[[ The input open ]]

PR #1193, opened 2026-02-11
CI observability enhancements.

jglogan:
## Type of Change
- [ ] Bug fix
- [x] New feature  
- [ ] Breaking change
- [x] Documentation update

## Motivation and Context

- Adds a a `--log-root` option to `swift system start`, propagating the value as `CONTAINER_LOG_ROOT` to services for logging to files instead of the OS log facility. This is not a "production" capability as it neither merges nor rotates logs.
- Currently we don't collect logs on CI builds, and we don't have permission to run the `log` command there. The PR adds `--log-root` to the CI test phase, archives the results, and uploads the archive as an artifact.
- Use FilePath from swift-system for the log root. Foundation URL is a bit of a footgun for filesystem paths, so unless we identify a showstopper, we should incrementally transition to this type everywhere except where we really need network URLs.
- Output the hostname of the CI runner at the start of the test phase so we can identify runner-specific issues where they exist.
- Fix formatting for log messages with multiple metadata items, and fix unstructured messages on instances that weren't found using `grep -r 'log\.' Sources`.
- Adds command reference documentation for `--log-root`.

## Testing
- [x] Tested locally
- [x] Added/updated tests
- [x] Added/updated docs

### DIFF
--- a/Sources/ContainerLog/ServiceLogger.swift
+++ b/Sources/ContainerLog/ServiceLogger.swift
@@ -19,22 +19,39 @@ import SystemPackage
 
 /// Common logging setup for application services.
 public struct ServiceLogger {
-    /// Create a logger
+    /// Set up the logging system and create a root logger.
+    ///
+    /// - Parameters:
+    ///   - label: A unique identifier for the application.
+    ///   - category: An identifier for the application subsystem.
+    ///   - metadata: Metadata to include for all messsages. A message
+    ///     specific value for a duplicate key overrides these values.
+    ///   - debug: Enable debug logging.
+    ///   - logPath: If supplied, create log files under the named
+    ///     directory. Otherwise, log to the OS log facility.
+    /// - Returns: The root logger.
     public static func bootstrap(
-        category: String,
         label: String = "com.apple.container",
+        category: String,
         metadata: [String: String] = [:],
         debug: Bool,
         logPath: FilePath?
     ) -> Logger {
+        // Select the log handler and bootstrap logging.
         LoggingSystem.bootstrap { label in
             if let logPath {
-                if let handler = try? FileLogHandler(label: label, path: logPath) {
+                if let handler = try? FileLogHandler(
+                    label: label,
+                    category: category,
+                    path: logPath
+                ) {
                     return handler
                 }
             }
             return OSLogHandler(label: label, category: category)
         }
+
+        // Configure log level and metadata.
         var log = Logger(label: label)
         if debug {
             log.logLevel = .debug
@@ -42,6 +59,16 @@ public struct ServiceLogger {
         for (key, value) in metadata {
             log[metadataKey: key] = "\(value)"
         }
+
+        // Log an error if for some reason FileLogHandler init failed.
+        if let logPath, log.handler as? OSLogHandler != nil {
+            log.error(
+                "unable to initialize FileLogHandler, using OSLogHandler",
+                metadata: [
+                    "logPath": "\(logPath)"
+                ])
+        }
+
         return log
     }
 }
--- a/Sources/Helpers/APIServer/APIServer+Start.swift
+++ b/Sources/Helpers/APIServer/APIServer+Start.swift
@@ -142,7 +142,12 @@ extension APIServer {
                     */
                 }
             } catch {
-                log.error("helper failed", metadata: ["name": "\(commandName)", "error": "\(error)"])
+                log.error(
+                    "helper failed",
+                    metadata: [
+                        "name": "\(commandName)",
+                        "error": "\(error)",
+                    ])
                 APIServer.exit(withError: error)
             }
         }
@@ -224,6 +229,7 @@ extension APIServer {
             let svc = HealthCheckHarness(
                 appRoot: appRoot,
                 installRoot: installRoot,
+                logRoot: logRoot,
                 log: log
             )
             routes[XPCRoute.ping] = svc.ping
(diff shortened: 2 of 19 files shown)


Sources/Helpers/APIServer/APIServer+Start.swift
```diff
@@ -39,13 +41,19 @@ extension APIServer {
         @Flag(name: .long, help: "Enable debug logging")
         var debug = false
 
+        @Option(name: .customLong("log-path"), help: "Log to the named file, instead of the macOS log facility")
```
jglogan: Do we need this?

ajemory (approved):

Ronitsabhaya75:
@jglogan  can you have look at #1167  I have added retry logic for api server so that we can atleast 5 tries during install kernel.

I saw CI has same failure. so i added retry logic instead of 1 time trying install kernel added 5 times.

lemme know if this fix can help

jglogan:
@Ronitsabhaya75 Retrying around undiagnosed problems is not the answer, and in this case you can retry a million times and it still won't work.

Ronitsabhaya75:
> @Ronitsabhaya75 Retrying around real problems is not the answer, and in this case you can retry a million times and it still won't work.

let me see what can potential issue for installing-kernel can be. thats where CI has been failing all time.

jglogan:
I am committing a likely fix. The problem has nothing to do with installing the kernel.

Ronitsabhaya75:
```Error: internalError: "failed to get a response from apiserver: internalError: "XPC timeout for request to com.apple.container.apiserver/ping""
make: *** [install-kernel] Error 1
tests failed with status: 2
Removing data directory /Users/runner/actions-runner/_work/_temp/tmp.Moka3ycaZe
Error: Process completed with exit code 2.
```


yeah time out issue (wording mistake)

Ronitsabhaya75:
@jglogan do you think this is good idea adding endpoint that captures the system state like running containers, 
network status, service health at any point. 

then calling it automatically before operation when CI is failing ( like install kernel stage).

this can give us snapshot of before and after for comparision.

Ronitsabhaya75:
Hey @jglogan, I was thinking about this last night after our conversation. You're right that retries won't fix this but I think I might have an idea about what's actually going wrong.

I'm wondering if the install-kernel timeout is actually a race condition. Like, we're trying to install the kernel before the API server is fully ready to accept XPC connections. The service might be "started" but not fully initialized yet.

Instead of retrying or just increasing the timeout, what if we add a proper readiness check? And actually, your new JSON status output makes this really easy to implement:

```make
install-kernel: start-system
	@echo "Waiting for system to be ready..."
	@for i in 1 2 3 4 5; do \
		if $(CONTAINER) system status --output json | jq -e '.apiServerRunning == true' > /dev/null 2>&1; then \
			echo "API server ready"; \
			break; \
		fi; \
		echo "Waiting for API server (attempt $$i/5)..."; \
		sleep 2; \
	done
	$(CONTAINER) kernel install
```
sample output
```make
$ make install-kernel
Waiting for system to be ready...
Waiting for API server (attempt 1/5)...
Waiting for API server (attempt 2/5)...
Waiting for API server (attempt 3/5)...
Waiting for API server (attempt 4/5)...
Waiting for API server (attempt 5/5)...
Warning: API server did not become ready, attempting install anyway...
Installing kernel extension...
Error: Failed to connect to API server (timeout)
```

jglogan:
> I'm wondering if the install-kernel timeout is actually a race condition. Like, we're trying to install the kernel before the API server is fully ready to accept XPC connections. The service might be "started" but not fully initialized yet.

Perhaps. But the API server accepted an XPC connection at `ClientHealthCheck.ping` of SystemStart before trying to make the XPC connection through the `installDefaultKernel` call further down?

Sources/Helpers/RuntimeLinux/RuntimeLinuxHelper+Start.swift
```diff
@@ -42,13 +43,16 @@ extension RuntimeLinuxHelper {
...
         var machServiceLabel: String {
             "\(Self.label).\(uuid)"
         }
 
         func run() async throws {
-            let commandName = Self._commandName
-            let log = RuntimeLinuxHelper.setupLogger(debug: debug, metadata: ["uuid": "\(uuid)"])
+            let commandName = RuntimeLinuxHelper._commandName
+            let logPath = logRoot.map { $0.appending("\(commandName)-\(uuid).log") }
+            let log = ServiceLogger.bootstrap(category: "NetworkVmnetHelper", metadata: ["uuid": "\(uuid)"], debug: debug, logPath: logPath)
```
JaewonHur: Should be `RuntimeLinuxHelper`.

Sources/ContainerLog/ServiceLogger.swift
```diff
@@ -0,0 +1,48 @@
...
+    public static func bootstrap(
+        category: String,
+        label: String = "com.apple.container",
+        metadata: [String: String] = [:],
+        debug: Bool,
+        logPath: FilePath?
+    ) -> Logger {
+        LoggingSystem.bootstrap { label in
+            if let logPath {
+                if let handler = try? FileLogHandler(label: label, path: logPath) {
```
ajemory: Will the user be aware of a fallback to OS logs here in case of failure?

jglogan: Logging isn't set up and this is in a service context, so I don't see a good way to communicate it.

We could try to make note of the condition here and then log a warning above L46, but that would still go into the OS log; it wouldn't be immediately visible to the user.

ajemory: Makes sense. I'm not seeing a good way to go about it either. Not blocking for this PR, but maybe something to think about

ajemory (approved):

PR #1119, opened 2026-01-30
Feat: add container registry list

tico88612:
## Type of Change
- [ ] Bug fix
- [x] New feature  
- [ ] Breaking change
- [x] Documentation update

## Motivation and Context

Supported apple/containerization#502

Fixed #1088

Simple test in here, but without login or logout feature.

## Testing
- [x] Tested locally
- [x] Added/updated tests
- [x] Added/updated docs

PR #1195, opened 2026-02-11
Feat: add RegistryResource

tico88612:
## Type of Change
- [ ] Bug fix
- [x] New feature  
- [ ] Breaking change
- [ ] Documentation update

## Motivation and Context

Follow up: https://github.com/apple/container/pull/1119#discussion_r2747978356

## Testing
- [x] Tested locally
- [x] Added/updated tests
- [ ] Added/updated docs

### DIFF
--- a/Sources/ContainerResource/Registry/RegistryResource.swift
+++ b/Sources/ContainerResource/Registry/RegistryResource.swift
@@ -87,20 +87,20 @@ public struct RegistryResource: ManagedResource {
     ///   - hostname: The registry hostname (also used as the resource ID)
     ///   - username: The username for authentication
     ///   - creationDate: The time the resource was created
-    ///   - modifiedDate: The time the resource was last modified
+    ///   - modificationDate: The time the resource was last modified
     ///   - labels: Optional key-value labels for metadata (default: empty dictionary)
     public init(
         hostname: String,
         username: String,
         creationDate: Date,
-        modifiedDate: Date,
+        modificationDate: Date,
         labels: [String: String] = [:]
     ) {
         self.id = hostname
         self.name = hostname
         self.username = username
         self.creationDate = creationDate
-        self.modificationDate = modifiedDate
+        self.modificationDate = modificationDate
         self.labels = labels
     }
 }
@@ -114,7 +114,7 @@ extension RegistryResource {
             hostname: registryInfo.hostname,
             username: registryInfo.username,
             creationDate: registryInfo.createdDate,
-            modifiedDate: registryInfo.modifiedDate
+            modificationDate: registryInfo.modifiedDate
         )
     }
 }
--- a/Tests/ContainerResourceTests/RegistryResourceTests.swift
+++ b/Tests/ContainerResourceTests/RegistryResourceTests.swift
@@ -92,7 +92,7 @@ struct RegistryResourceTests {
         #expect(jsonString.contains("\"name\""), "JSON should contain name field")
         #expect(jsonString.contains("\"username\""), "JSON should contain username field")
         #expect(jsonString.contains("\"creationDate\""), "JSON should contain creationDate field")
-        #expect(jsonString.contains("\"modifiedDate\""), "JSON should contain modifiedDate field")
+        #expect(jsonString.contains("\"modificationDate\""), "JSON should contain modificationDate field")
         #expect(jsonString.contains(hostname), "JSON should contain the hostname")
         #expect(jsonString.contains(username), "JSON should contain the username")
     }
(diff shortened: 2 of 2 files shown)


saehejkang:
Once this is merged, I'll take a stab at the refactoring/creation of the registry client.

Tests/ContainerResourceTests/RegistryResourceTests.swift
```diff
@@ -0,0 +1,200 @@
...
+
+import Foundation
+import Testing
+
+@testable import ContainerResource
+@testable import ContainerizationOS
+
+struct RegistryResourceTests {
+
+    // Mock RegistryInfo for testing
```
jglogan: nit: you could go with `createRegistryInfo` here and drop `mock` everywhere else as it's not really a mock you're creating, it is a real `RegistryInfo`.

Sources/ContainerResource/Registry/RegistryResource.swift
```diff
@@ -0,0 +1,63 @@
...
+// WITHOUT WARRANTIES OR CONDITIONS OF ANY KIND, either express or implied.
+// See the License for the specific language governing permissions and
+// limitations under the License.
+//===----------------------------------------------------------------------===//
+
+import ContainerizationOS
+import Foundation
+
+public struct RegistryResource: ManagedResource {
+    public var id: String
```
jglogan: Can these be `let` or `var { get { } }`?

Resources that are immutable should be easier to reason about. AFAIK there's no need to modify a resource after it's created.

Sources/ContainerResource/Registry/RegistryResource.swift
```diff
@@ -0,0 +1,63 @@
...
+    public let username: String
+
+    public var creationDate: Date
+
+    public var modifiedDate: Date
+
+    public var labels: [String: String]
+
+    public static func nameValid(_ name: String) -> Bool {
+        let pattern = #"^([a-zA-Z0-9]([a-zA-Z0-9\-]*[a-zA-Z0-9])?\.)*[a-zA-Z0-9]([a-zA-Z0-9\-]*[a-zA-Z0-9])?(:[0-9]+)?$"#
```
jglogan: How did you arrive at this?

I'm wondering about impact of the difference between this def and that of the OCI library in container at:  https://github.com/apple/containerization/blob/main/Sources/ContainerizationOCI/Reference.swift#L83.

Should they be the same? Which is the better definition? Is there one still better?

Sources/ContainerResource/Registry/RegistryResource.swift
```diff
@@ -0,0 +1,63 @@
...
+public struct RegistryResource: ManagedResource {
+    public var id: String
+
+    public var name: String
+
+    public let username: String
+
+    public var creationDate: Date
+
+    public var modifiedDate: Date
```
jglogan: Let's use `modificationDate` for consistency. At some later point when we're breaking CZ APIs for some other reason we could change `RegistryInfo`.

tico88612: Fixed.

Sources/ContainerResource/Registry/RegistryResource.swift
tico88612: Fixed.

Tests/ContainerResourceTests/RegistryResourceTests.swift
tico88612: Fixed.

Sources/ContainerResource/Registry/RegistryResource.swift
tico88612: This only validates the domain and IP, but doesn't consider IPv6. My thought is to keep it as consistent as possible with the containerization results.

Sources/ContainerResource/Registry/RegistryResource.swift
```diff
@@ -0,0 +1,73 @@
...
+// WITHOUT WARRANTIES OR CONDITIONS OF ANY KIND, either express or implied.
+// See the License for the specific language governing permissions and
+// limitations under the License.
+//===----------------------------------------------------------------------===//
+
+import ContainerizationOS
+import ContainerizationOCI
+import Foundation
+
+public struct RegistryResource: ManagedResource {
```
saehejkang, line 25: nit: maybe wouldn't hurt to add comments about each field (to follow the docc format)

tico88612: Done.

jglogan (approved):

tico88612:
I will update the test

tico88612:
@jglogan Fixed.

[[ The input closed ]]

__Task goal__: All that should appear in the response is the run of lines from the first line of the entries through the line containing "to the OS log facility.", copied exactly.

__Exercise solution__:
PR #1193, opened 2026-02-11
CI observability enhancements.

jglogan:
## Type of Change
- [ ] Bug fix
- [x] New feature  
- [ ] Breaking change
- [x] Documentation update

## Motivation and Context

- Adds a a `--log-root` option to `swift system start`, propagating the value as `CONTAINER_LOG_ROOT` to services for logging to files instead of the OS log facility. This is not a "production" capability as it neither merges nor rotates logs.
- Currently we don't collect logs on CI builds, and we don't have permission to run the `log` command there. The PR adds `--log-root` to the CI test phase, archives the results, and uploads the archive as an artifact.
- Use FilePath from swift-system for the log root. Foundation URL is a bit of a footgun for filesystem paths, so unless we identify a showstopper, we should incrementally transition to this type everywhere except where we really need network URLs.
- Output the hostname of the CI runner at the start of the test phase so we can identify runner-specific issues where they exist.
- Fix formatting for log messages with multiple metadata items, and fix unstructured messages on instances that weren't found using `grep -r 'log\.' Sources`.
- Adds command reference documentation for `--log-root`.

## Testing
- [x] Tested locally
- [x] Added/updated tests
- [x] Added/updated docs

### DIFF
--- a/Sources/ContainerLog/ServiceLogger.swift
+++ b/Sources/ContainerLog/ServiceLogger.swift
@@ -19,22 +19,39 @@ import SystemPackage
 
 /// Common logging setup for application services.
 public struct ServiceLogger {
-    /// Create a logger
+    /// Set up the logging system and create a root logger.
+    ///
+    /// - Parameters:
+    ///   - label: A unique identifier for the application.
+    ///   - category: An identifier for the application subsystem.
+    ///   - metadata: Metadata to include for all messsages. A message
+    ///     specific value for a duplicate key overrides these values.
+    ///   - debug: Enable debug logging.
+    ///   - logPath: If supplied, create log files under the named
+    ///     directory. Otherwise, log to the OS log facility.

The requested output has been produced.